Anstehen am «Foodsave-Bankett» in Bern
Schweiz

Salat von gestern für Leute von heute an Berner Erntedankfest

Bern, 23.9.16 (kth.ch) Eine Initiative junger Leute gemeinsam mit der offenen Kirche Heiliger Geist in Bern wurde zum vollen Erfolg. Schon lange bevor um 18 Uhr das Speisebuffet für «Foodsave-Bankett» am Donnerstag auf dem Bahnhofplatz eröffnet wurde, waren die 400 Sitzplätze besetzt. Für das Erntedankfest wurden «unkalibrierte» Speisen zubereitet.

Georges Scherrer

Die Leute stehen in zwei über dreissig Meter langen Schlangen an. Am Ausschank steht Mirko Muri. Er ist Küchenchef beim ersten Foodwaste-Restaurant der Schweiz «Mein Küchenchef«. Für einen Koch ist es das höchste der Gefühle, wenn er endlich seine zubereiteten Speisen an die Hungrigen weitergeben kann. Der Küchenchef bietet eine Gemüse-Curry mit Blumenkohl, Lauch, Brokkoli und Karotten an, «alles Biogemüse, das nicht kalibriert ist und weggeworfen würde». Nun landet es «in den Mägen der Berner und die sind alle heiss darauf», so der Koch.

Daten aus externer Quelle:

PR #179, opened 2020-04-01
refactor gen signal expr

jsn1993:
simplify logic


jsn1993:
@ptpan take a quick look?

PR #181, opened 2020-04-12
GC fix & translation performance opt

jsn1993:
I wanted to fix the gc failure that caused out of memory when running a large amount of big tests, when a module is translated and then imported. Then I found that the _rtlir_cache is a global object which actually contains pointers to the components. I had to reimplement the RTLIR_cache.

Meanwhile, I did some profiling and managed to get rid of lots of overheads during translation.


pymtl3/passes/backends/verilog/test/TranslationImport_adhoc_gc_test.py
```diff
@@ -0,0 +1,97 @@
...
+    _tv_out_str += '  pass'
+  for attr, Bits, idx in zip( args[0::3], args[1::3], args[2::3] ):
+    if isinstance(Bits, str):
+      _tv_out_str += f'  assert m.{attr} == {Bits}( tv[{idx}] )\n'
+    else:
+      _tv_out_str += f'  assert m.{attr} == {Bits.__name__}( tv[{idx}] )\n'
+  exec( _tv_out_str, globals(), local_dict )
+  return local_dict['tv_out']
+
+class CasePlusOneComp:
```
ptpan, line 51: Is there a reason why this test case and `_set``_check` are not in `verilog/testcases/`?

jsn1993: oh I totally forgot about this test. I will refactor the code

jsn1993: fixed

PR #185, opened 2020-05-17
stdlib reorg + passes reorg

jsn1993:
This PR is probably the last major revamp of the whole software hierarchy before we make the official release
- stdlib has a new organization
- using verilog backend should invoke "from pymtl3.passes.backends.verilog import *"


examples/ex03_proc/test/harness.py
```diff
@@ -14,9 +14,8 @@
 from examples.ex03_proc.NullXcel import NullXcelRTL
 from examples.ex03_proc.tinyrv0_encoding import assemble
 from pymtl3 import *
-from pymtl3.stdlib.cl.MemoryCL import MemoryCL
+from pymtl3.stdlib.mem.MagicMemoryCL import MagicMemoryCL, mk_mem_msg
```
ptpan, line 17: People can still do `from pymtl3.stdlib.mem import MagicMemoryCL` right?

pymtl3/passes/backends/verilog/tbgen/VerilogTBGenPass.py
```diff
@@ -21,19 +22,28 @@
...
+  case_name = MetadataKey(str)
+
   def __call__( self, top ):
     if not top._dsl.constructed:
       raise VerilogImportError( top,
         f"please elaborate design {top} before applying the TBGen pass!" )
 
-    top._tbgen = PassMetadata()
-    top._tbgen.tbgen_hooks = []
+    top._vtbgen = PassMetadata()
```
ptpan, line 39: Why not use the metadata APIs on `top` instead of having an attribute here? Ideally the way different passes communicate is through the metadata APIs?

pymtl3/passes/tracing/CLLineTracePass.py
```diff
@@ -12,10 +12,24 @@
...
   def __init__( self, default_trace_len=8 ):
     self.default_trace_len = default_trace_len
 
   def __call__( self, top ):
+
+    # Turn on by default
+    if top.has_metadata( self.enable ) and top.get_metadata( self.enable ) is False:
+      return
+
     if not hasattr( top, "_tracing" ):
```
ptpan, line 33: Similar here. Do we want to leave this as is for 3.0? I mean in general I don't think exposing internal data as an attribute of the component is a good idea. That makes sense only in cases where the pass users are meant to use the added attributes (like `sim_tick()`).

Ein behäbiger Berner sitzt etwas verdattert an einem Tisch und bemerkt. «Ich habe aus Versehen mit dem Dessert angefangen. Es ist aber sehr gut.» Dass vor ihm ein Dessert aus Wegwerfbeständen steht, wusste er nicht. Sein Freund habe ihn einfach mitgeschleppt. Dieser hat es besser getroffen. Der bunte Salatteller, ein «Wegwerfessen», wie er sagt, schmeckt ihm ausgezeichnet und der Anlass ist «eine gute Idee». Eine Passantin sagt: «Das sieht aber gut aus!» Die Pendlerin eilt aber weiter, denn sie muss auf den Zug.

Urbane Form des Dankes

Über die Hintergründe des Anlasses klärt der reformierte Pfarrer Andreas Nufer auf, der dem Projektleitungsteam der offenen Kirche Heiliger Geist beim Berner Bahnhof angehört. Zusammen mit einem grossen Organisationskomitee wurde als Erntedankfest das «Foodsave-Bankett» auf die Beine gestellt. Dieses stelle einen «urbane Form des Dankes» dafür dar, dass «alles gut läuft im Leben und jeden Tag das Essen auf den Tisch kommt».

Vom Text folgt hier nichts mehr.